PR #1546, opened 2021-06-14
add SAML SSO login flow

mike-lvov:
closes https://github.com/sparkletown/internal-sparkle-issues/issues/767

I wonder if it should be merged into staging given its abstract implementation. My only concern is that `Google identity` is turned off for everything else, except `env/github`

More info in https://docs.google.com/document/d/1Ai7eN8U-epxnaPDl5NPJZKOdHrtkVWBLmddlt5xr99Q/edit

NOTE:
To test it, set the APP ENVS to
`REACT_APP_AUTH_DOMAIN=sparkle-github.firebaseapp.com`
`REACT_APP_SSO_PROVIDER_ID=saml.okta`

NOTE: They were set in CircleCI for GitHub


0xdevalias:
> I wonder if it should be merged into staging given its abstract implementation. My only concern is that `Google identity` is turned off for everything else, except `env/github`

@mike-lvov I haven't looked at the code here yet, but in general I would say we should be merging it into `staging`. If it's coded defensively/etc enough then it should deploy fine/'sit there' fine, and just be 'disabled' when the appropriate env things aren't set up for it.

src/components/organisms/AuthenticationModal/LoginForm/LoginForm.tsx
```diff
@@ -94,6 +103,25 @@ const LoginForm: React.FunctionComponent<PropsType> = ({
...
+
+          <div className="LoginForm__alternative-logins">
+            {hasSSOProvider && (
+              <img
+                className="LoginForm__sso-login"
+                src={SSO_LOGIN_ICON}
+                onClick={signInSSO}
+                alt="SSO login"
+              />
+            )}
```
0xdevalias, line 118: Instead of just showing an icon here, it might be better for us to show some text as well?

0xdevalias: Have you looked at https://firebase.google.com/docs/reference/js/firebase.auth.Auth?authuser=2#fetchsigninmethodsforemail at all? Not sure if it would be relevant here.. but figured I would mention it in case.

src/hooks/useSSO.ts
```diff
@@ -0,0 +1,24 @@
+import { useCallback } from "react";
+import firebase from "firebase/app";
+
+import { SSO_PROVIDER_ID } from "secrets";
```
0xdevalias, line 4: [NB] May be considered OOS of this PR, but instead of needing to configure this at the environment secrets level, we should configure it on the sovereign `venue` in firebase (and eventually it would be on the `world`)

`LoginForm` already seems to have `venue` in scope anyway, so would be easy to pass the relevant details through here. That way we would also be able to easily configure different SSO methods for different venues (and would take less env setup/code changes to do so, etc)

src/hooks/useSSO.ts
```diff
@@ -0,0 +1,24 @@
...
+
+export const useSSO = () => {
+  const hasSSOProvider = SSO_PROVIDER_ID !== undefined;
+
+  const signInSSO = useCallback(() => {
+    if (!SSO_PROVIDER_ID) return;
+
+    const SSOProvider = new firebase.auth.SAMLAuthProvider(SSO_PROVIDER_ID);
```
0xdevalias, line 12: This hook is written generically as 'SSO', yet this implementation is specifically SAML related. There are other forms of SSO that can be implemented. What're the thoughts/plan/etc here?

src/hooks/useSSO.ts
```diff
@@ -0,0 +1,24 @@
+import { useCallback } from "react";
+import firebase from "firebase/app";
+
+import { SSO_PROVIDER_ID } from "secrets";
+
+export const useSSO = () => {
+  const hasSSOProvider = SSO_PROVIDER_ID !== undefined;
+
+  const signInSSO = useCallback(() => {
```
0xdevalias, line 9: [NB]

Maybe something like this? Naming flows weirdly currently:
```suggestion
  const signInWithSSO = useCallback(() => {
```

src/secrets.js
```diff
@@ -12,6 +13,7 @@ export const MIXPANEL_PROJECT_TOKEN =
 
 export const WS_RELAY_URL = process.env.REACT_APP_WS_RELAY_URL;
 export const IS_BURN = process.env.REACT_APP_IS_BURN;
+export const SSO_PROVIDER_ID = process.env.REACT_APP_SSO_PROVIDER_ID;
```
0xdevalias, line 16: See earlier comments about configuring this via `venue` config rather than ENV.

src/settings.ts
```diff
@@ -49,6 +50,7 @@ export const SPARKLE_ICON = "/sparkle-icon.png";
 export const DEFAULT_MAP_BACKGROUND = "/maps/Sparkle_Field_Background.jpg";
 export const DEFAULT_VENUE_BANNER = "/assets/Sparkle_Banner_Default.jpg";
 export const DEFAULT_VENUE_LOGO = "/assets/Sparkle_SquareLogo_Default.jpg";
+export const SSO_LOGIN_ICON = "/assets/SSO_Login_Logo.png";
```
0xdevalias, line 53: See comments elsewhere about importing this icon from fontawesome or similar.

If we do choose to keep doing it this way, then it shouldn't be loaded as a magic string like this, but should moved to somewhere in `src/assets/*`, and then loaded via `import` so that it is properly bundled/checked/etc.

src/settings.ts
```diff
@@ -553,6 +555,7 @@ export const FIREBASE_CONFIG = {
   measurementId: MEASUREMENT_ID,
   projectId: PROJECT_ID,
   storageBucket: BUCKET_URL,
+  authDomain: AUTH_DOMAIN,
```
0xdevalias, line 558: The rest of the keys here seem to be sorted alphabetically. Would be good to maintain that.

src/secrets.js
```diff
@@ -1,6 +1,7 @@
 export const PROJECT_ID = process.env.REACT_APP_PROJECT_ID;
 export const API_KEY = process.env.REACT_APP_API_KEY;
 export const APP_ID = process.env.REACT_APP_APP_ID;
+export const AUTH_DOMAIN = process.env.REACT_APP_AUTH_DOMAIN;
```
0xdevalias, line 4: [OOS] We should really prioritize some work to use the 'automatic' setup option and remove the need for us to configure/pass through all of this stuff from ENV vars (with an option to fall back to/override using the ENV vars still probably)

See https://firebase.google.com/docs/hosting/reserved-urls?authuser=2#sdk_auto-configuration

src/hooks/useSSO.ts
```diff
@@ -0,0 +1,24 @@
+import { useCallback } from "react";
+import firebase from "firebase/app";
+
+import { SSO_PROVIDER_ID } from "secrets";
+
+export const useSSO = () => {
+  const hasSSOProvider = SSO_PROVIDER_ID !== undefined;
```
0xdevalias, line 7: We should pass in `SSO_PROVIDER_ID` as a prop here, and read it off the `venue` config itself rather than a const like this.

0xdevalias (commented):
[CRO]

---

Why are we using `public/assets/SSO_Login_Logo.png` rather than something from our typical icon import libs?

Eg.

- https://fontawesome.com/v5.15/icons?d=gallery&p=2&q=lock
- https://fontawesome.com/v5.15/icons?d=gallery&p=2&q=key
- etc

src/components/organisms/AuthenticationModal/LoginForm/LoginForm.tsx
```diff
@@ -45,6 +50,10 @@ const LoginForm: React.FunctionComponent<PropsType> = ({
     reValidateMode: "onChange",
   });
 
+  const { signInSSO, hasSSOProvider } = useSSO();
+  // It will be extended with addition of new providers
+  const hasAlternativeLogins = hasSSOProvider;
```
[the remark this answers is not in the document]
mike-lvov: Yep, correct

src/components/organisms/AuthenticationModal/LoginForm/LoginForm.tsx
```diff
@@ -94,6 +103,25 @@ const LoginForm: React.FunctionComponent<PropsType> = ({
 
       <h2>Log in</h2>
 
+      {hasAlternativeLogins && (
+        <>
+          <p>Quick log in with</p>
```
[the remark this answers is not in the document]
mike-lvov: Done in https://github.com/sparkletown/sparkle/pull/1546/commits/416b11d804e90a1eca8f44969646cc4c0006949b

src/hooks/useSSO.ts
mike-lvov: Done in https://github.com/sparkletown/sparkle/pull/1546/commits/cd6ed2a394579a1a482db8a751630924672ad528

src/secrets.js
mike-lvov: Done in https://github.com/sparkletown/sparkle/pull/1546/commits/cd6ed2a394579a1a482db8a751630924672ad528

src/hooks/useSSO.ts
mike-lvov: > LoginForm already seems to have venue in scope anyway, so would be easy to pass the relevant details through here. That way we would also be able to easily configure different SSO methods for different venues (and would take less env setup/code changes to do so, etc)

Done in https://github.com/sparkletown/sparkle/pull/1546/commits/cd6ed2a394579a1a482db8a751630924672ad528

mike-lvov: > [NB] May be considered OOS of this PR, but instead of needing to configure this at the environment secrets level, we should configure it on the sovereign venue in firebase (and eventually it would be on the world)

👍 OOS

src/settings.ts
mike-lvov: Fixed in https://github.com/sparkletown/sparkle/pull/1546/commits/c5f8848eb58b5921d9ff5785eba01ee6b0bb2278

src/settings.ts
mike-lvov: > See comments elsewhere about importing this icon from fontawesome or similar.

There were no needed icon

> If we do choose to keep doing it this way, then it shouldn't be loaded as a magic string like this, but should moved to somewhere in src/assets/*, and then loaded via import so that it is properly bundled/checked/etc.


Done in https://github.com/sparkletown/sparkle/pull/1546/commits/c5f8848eb58b5921d9ff5785eba01ee6b0bb2278

src/hooks/useSSO.ts
mike-lvov: Changed the name in https://github.com/sparkletown/sparkle/pull/1546/commits/62de340d0e1eda6f11434e9fa870896e6698c0f7

src/hooks/useSSO.ts
mike-lvov: Fixed in https://github.com/sparkletown/sparkle/pull/1546/commits/62de340d0e1eda6f11434e9fa870896e6698c0f7

src/components/organisms/AuthenticationModal/LoginForm/LoginForm.tsx
mike-lvov: Not sure what it's about 

> Have you looked at https://firebase.google.com/docs/reference/js/firebase.auth.Auth?authuser=2#fetchsigninmethodsforemail at all? Not sure if it would be relevant here.. but figured I would mention it in case.

whoaitsaimz: @mike-lvov we got some notes on sign-in flow / descriptive text requests based on what we shared with client yesterday, I'll tag you in main issue if we need to add something here

whoaitsaimz: Also adding @malaikaaiyar to support some textual additions / revisions to this flow

src/components/organisms/AuthenticationModal/LoginForm/LoginForm.tsx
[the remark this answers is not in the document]
0xdevalias: Cool cool, makes sense.

src/hooks/useSSO.ts
0xdevalias: As per our processes, if you're calling something OOS then you need to make a backlog issue for it + link that from the thread so that it's not lost. Please follow our proccesses.

src/pages/Account/Login.tsx
```diff
@@ -1,17 +1,28 @@
...
+import { useSSO } from "hooks/useSSO";
+
 import LoginForm from "components/organisms/AuthenticationModal/LoginForm";
 import PasswordResetForm from "components/organisms/AuthenticationModal/PasswordResetForm";
 import RegisterForm from "components/organisms/AuthenticationModal/RegisterForm";
 import { InitialForm } from "components/organisms/AuthenticationModal/InitialForm";
-import React, { FC, useState } from "react";
+
 import "./Account.scss";
+import "./Login.scss";
```
0xdevalias, line 15: If that `Account.scss` file isn't being used anywhere else (which ideally it shouldn't be) then we should renaming it to `Login.scss` and combine it with the new styles introduced here.

At an absolute minimum, if we can't do that, we should add an `@debt` comment to do so in future.

src/hooks/useSSO.ts
0xdevalias: Looking at the code changes it looks like you did this anyway? So no clue why you're calling it OOS?

src/settings.ts
0xdevalias: > There were no needed icon

😕 I showed a bunch of icons that would have worked equally as well for this in those other comments. And from the design mockup in https://github.com/sparkletown/internal-sparkle-issues/issues/767#issuecomment-861814262 it looks like using the GitHub logo would be appropriate)

src/pages/Account/Login.tsx
mike-lvov: image

mike-lvov: Comment added in https://github.com/sparkletown/sparkle/pull/1546/commits/4fe8c301fc88ac30c81c63af80e6ab29fcbe538b

src/pages/Account/Login.tsx
```diff
@@ -1,17 +1,37 @@
...
 }
 
-export const Login: FC<LoginProps> = ({ formType = "initial" }) => {
+export const Login: React.FC<LoginProps> = ({
+  formType = "initial",
+  venue,
+}) => {
   const [formToDisplay, setFormToDisplay] = useState(formType);
 
+  const { signInWithSAML, hasSamlAuthProviderId } = useSAMLSignIn(
```
denisdimitrov, line 29: You can remove the const at line 33 and convert it directly here
```suggestion
  const { signInWithSAML, hasSamlAuthProviderId: hasAlternativeLogins } = useSAMLSignIn(
```

src/pages/Account/Login.tsx
```diff
@@ -32,6 +52,22 @@ export const Login: FC<LoginProps> = ({ formType = "initial" }) => {
         <img src="/sparkle-header.png" alt="" width="100%" />
       </div>
       <div className="auth-form-container">
+        {hasAlternativeLogins && (
+          <div className="Login__login-box">
+            <span>Quick log in with</span>
+
+            <div className="Login__alternative-logins">
+              {hasSamlAuthProviderId && (
```
denisdimitrov, line 60: You are already checking for `hasAlternativeLogins` above and they have the same value, looks like this check here is redundant.

src/pages/VenuePage/VenuePage.tsx
```diff
@@ -172,15 +172,19 @@ const VenuePage: React.FC = () => {
...
+    return <LoadingPage />;
   }
 
   if (venueRequestStatus && !venue) {
     return <>This venue does not exist</>;
   }
 
-  if (!venue || !venueId || !profile) {
+  if (!user) {
+    return <Login formType="initial" venue={venue} />;
```
denisdimitrov, line 184: `initial` is the default value, you can remove the prop `formType`

src/pages/VenuePage/VenuePage.tsx
```diff
@@ -172,15 +172,19 @@ const VenuePage: React.FC = () => {
...
+  }
+
+  if (!profile) {
```
denisdimitrov, line 187: There are 2 separate checks that render `<LoadingPage/>` why is that?

One at line 175, and one here.

src/hooks/useSAMLSignIn.ts
```diff
@@ -0,0 +1,31 @@
+import { useCallback } from "react";
+import Bugsnag from "@bugsnag/js";
+import firebase from "firebase/app";
+
+export const useSAMLSignIn = (samlAuthProviderId?: string) => {
+  const hasSamlAuthProviderId = samlAuthProviderId !== undefined;
```
denisdimitrov, line 6: If the id is empty string this will be true, is this the desired flow? Should be do something like this:
```suggestion
const hasSamlAuthProviderId = !!samlAuthProviderId
```

denisdimitrov (changes requested):

src/pages/Account/Login.tsx
mike-lvov: It's an explicit choice to have it both `hasSamlAuthProviderId` and `hasAlternativeLogins`.

The reason for that is that hasAlternativeLogins will have more things in it(Google auth, facebook auth, etc...)

src/pages/Account/Login.tsx
mike-lvov: As per https://github.com/sparkletown/sparkle/pull/1546#discussion_r652831141, it is the intended flow

src/pages/VenuePage/VenuePage.tsx
mike-lvov: I don't think it's true

image

mike-lvov: So, I moved the `!venue || !venueId` check before the `Login page`, because I need `venue` to be loaded before we display it. However, if you add `!profile` before `!user`, it will cause an infinite loading

src/hooks/useSAMLSignIn.ts
mike-lvov: I guess it's the standart way we check if something is not defined

image

src/pages/VenuePage/VenuePage.tsx
mike-lvov: Removed in https://github.com/sparkletown/sparkle/pull/1546/commits/3eaee127c14e82bae162ec5a42eeba2fdfcb888a

src/hooks/useSAMLSignIn.ts
denisdimitrov: Fair enough

src/pages/VenuePage/VenuePage.tsx
denisdimitrov: Okey, sounds reasonable.

However, looks like because of the first statement, the second one will never render, yes?

```tsx
  if (!venue || !venueId) {
    return <LoadingPage />;
  }

  if (venueRequestStatus && !venue) {
    return <>This venue does not exist</>;
  }
```

Maybe you should swap them or add some additional condition to the first one.

mike-lvov: 👍 Fixed in https://github.com/sparkletown/sparkle/pull/1546/commits/882adbf34503dedf8195a6d981d431cbd2ca71a9

denisdimitrov (approved):
LGTM!

src/settings.ts
mike-lvov: > I showed a bunch of icons that would have worked equally as well for this in those other comments. And from the design mockup in sparkletown/internal-sparkle-issues#767 (comment) it looks like using the GitHub logo would be appropriate)

This is a placeholder icon, I'll remove it as soon as we have final designs

0xdevalias: If it’s a placeholder then even more reason to use something from the icon line and not add yet another file to forever clutter and bloat our git history.

src/hooks/useSAMLSignIn.ts
0xdevalias: If it’s an empty string it will just get an error during attempting to signin which will be handled in standard ways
******
WHAT THIS TASK INVOLVES:
Tally up how many lines in the records contain the string "except". Answer with that figure only.

FINAL ANSWER:
2